5 Using the Health Check API
Note:
To enable health checks, you must use the Boostrap API to start the Coherence cluster members. See Using the Bootstrap API.This chapter includes the following topics:
- About the Health Check API
You can use the health check API from the application code, to determine whether Coherence is healthy, and also from a HTTP endpoint making it useful for health checks in containerized environments such as Kubernetes and Docker. - Using the Built-In Health Checks
Coherence has a number of health checks that are ready-to-use. - Enabling HTTP Health Checks
The health check HTTP endpoints are enabled when Coherence is run using the bootstrap API, or starting Coherence usingcom.tangosol.net.Coherence
as the main class. If Coherence is started by any other method, the health check API is still available, but the HTTP endpoints will not be running. - Using Application Health Checks
The health check API allows application developers to add custom health checks. This can be useful where an application provides a service that should be used to determine the overall health of a Coherence member. - Using Containerized Health Checks
When running Coherence applications in containers, for example, in Docker or Kubernetes, it is useful to be able to make use of health and readiness checks. By running Coherence with the health HTTP endpoints enabled, configuring container health is made simple.

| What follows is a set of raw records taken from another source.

PR #63, opened 2016-10-25
Better Classes.UnusedPrivateElements Sniff

o5:
Hello, 

I think, sniff `SlevomatCodingStandard.Classes.UnusedPrivateElements` should not warn, if I use private property in string. I don't remember name of general rule which it prohibits, but I think some new option like `alwaysUsedPropertiesAnnotations` would be great. Hmm? :)

Thanks

### DIFF
--- a/tests/Sniffs/Classes/data/ClassWithSomeUnusedProperties.php
+++ b/tests/Sniffs/Classes/data/ClassWithSomeUnusedProperties.php
@@ -9,6 +9,8 @@ class ClassWithSomeUnusedProperties extends \Consistence\Object
 
 	private $usedProperty;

About the Health Check API
You can use the health check API from the application code, to determine whether Coherence is healthy, and also from a HTTP endpoint making it useful for health checks in containerized environments such as Kubernetes and Docker.
public interface HealthCheck
{
/**
* Returns the unique name of this health check.
*
* @return the unique name of this health check
*/
String getName();
/**
* Return {@code true} if this {@link HealthCheck} should
* be included when working out this Coherence member's
* health status.
*
* @return {@code true} if this {@link HealthCheck} should
* be included in the member's health status
*/
default boolean isMemberHealthCheck()
{
return true;
}
/**
* Returns {@link true} if the resource represented by
* this {@link HealthCheck} is ready, otherwise returns
* {@code false}.
* <p>
* The concept of what "ready" means may vary for different
* types of resources.
*
* @return {@link true} if the resource represented by this
* {@link HealthCheck} is ready, otherwise {@code false}
*/
boolean isReady();
/**
* Returns {@link true} if the resource represented by
* this {@link HealthCheck} is alive, otherwise returns
* {@code false}.
* <p>
* The concept of what "alive" means may vary for different
* types of resources.
*
* @return {@link true} if the resource represented by this
* {@link HealthCheck} is alive, otherwise returns
* {@code false}
*/
boolean isLive();
/**
* Returns {@link true} if the resource represented by
* this {@link HealthCheck} is started, otherwise returns
* {@code false}.
* <p>
* The concept of what "started" means may vary for different
* types of resources.
*
* @return {@link true} if the resource represented by this
* {@link HealthCheck} is started, otherwise returns
* {@code false}
*/
boolean isStarted();
/**
* Returns {@link true} if the resource represented by this
* {@link HealthCheck} is in a safe state to allow a rolling
* upgrade to proceed, otherwise returns {@code false}.
* <p>
* The concept of what "safe" means may vary for different
* types of resources.
*
* @return {@link true} if the resource represented by this
* {@link HealthCheck} is in a safe state to allow
* a rolling upgrade to proceed, otherwise returns
* {@code false}
*/
boolean isSafe();
}
The methods were specifically chosen to integrate with other systems where Coherence is run, for example Kubernetes, that use similar, "started", "live" and "ready" health checks. The "safe" check is specific to Coherence to be used for controlling use-cases such as rolling upgrades, where it is important to know that a cluster is "safe" before rolling the next cluster member.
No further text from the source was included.